_ACTIVITY_:
Show each line of the data below in which "changed" occurs.

_EXERCISE MATERIAL_:
PR #7477, opened 2025-06-10
[datetime] Export `TIMEZONES` and `MINIMAL_TIMEZONES`

ggdouglas:
Export `TIMEZONEs` and `MINIMAL_TIMEZONEs` lists to allow consumers to construct customized timezone selection components.

Also include example in demo app on how to leverage these exports to handle more advanced/custom use cases with timezones in DateInput:

Screenshot 2026-01-07 at 14 04 57@2x

### DIFF
--- a/packages/datetime/src/common/timezoneItems.ts
+++ b/packages/datetime/src/common/timezoneItems.ts
@@ -313,8 +313,14 @@ const minimalTimezonesWithoutOffset: TimezoneWithoutOffset[] = [
     { label: "Kiritimati", ianaCode: "Pacific/Kiritimati" },
 ];
 
-/** List of standard timezones */
-export const TIMEZONE_ITEMS = timezonesWithoutOffset.map(tz => lookupTimezoneOffset(tz));
+/**
+ * Comprehensive list of timezones with their IANA codes, labels, and UTC offsets.
+ * Useful for building custom timezone selection components.
+ */
+export const TIMEZONES = timezonesWithoutOffset.map(tz => lookupTimezoneOffset(tz));
 
-/** Minimal list of timezones */
-export const MINIMAL_TIMEZONE_ITEMS = minimalTimezonesWithoutOffset.map(tz => lookupTimezoneOffset(tz));
+/**
+ * Curated minimal list of timezones covering major world regions.
+ * Useful for simplified timezone selection UI where a full list would be overwhelming.
+ */
+export const MINIMAL_TIMEZONES = minimalTimezonesWithoutOffset.map(tz => lookupTimezoneOffset(tz));
--- a/packages/datetime/src/index.ts
+++ b/packages/datetime/src/index.ts
@@ -27,7 +27,7 @@ export { MonthAndYear } from "./common/monthAndYear";
 export type { DayPickerProps } from "./common/reactDayPickerProps";
 export type { TimePickerProps } from "./common/timePickerProps";
 export { TimePrecision } from "./common/timePrecision";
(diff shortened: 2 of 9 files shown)


packages/datetime/src/index.ts
```diff
@@ -27,6 +27,7 @@ export { MonthAndYear } from "./common/monthAndYear";
 export type { DayPickerProps } from "./common/reactDayPickerProps";
 export type { TimePickerProps } from "./common/timePickerProps";
 export { TimePrecision } from "./common/timePrecision";
+export { TIMEZONE_ITEMS, MINIMAL_TIMEZONE_ITEMS } from "./common/timezoneItems";
```
benrucker: Do you think the names are crisp enough for an addition to the API? We could maybe consider condensing them to something like `TIMEZONES` and `MINIMAL_TIMEZONES`, maybe also TSDocs on the fields. What do you think?

benrucker:
Think we could also export `formatTimezone` to go along with this? Tho would also have to export `getTimezoneMetadata` to get the input to `formatTimezone`.

Edit: thinking about this more, it could be nice to export a function that takes a IANA timezone string and a timezone format and outputs the nicely formatted string without needing to do the lookup to TimezoneWithNames beforehand. 

Although, my team's needs on this have changed, so honestly we can just close this PR if wanted as it's not pressing for me anymore.

packages/datetime/src/common/timezoneItems.ts
```diff
@@ -313,8 +313,14 @@ const minimalTimezonesWithoutOffset: TimezoneWithoutOffset[] = [
...
+ */
+export const TIMEZONES = timezonesWithoutOffset.map(tz => lookupTimezoneOffset(tz));
 
-/** Minimal list of timezones */
-export const MINIMAL_TIMEZONE_ITEMS = minimalTimezonesWithoutOffset.map(tz => lookupTimezoneOffset(tz));
+/**
+ * Curated minimal list of timezones covering major world regions.
+ * Useful for simplified timezone selection UI where a full list would be overwhelming.
+ */
+export const MINIMAL_TIMEZONES = minimalTimezonesWithoutOffset.map(tz => lookupTimezoneOffset(tz));
```
mm-wang, line 326: **suggestion, non-blocking**: I'd perhaps aim for a single array of timezones that we generate minimal timezones from, but I don't feel super strongly about it and it doesn't affect this specific work.

packages/datetime/src/common/timezoneItems.ts
```diff
@@ -313,8 +313,14 @@ const minimalTimezonesWithoutOffset: TimezoneWithoutOffset[] = [
     { label: "Kiritimati", ianaCode: "Pacific/Kiritimati" },
 ];
 
-/** List of standard timezones */
-export const TIMEZONE_ITEMS = timezonesWithoutOffset.map(tz => lookupTimezoneOffset(tz));
+/**
+ * Comprehensive list of timezones with their IANA codes, labels, and UTC offsets.
+ * Useful for building custom timezone selection components.
+ */
+export const TIMEZONES = timezonesWithoutOffset.map(tz => lookupTimezoneOffset(tz));
```
mm-wang, line 320: **general note**: `lookupTimezoneOffset` is a bit of a misnomer based on the object that method returns...

mm-wang (commented):
Is the expectation that, in the demo app, if the timezone is changed that the time is then *not* changed? See the video below.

_SOLUTION FOR THIS PROBLEM_:
Although, my team's needs on this have changed, so honestly we can just close this PR if wanted as it's not pressing for me anymore.
Is the expectation that, in the demo app, if the timezone is changed that the time is then *not* changed? See the video below.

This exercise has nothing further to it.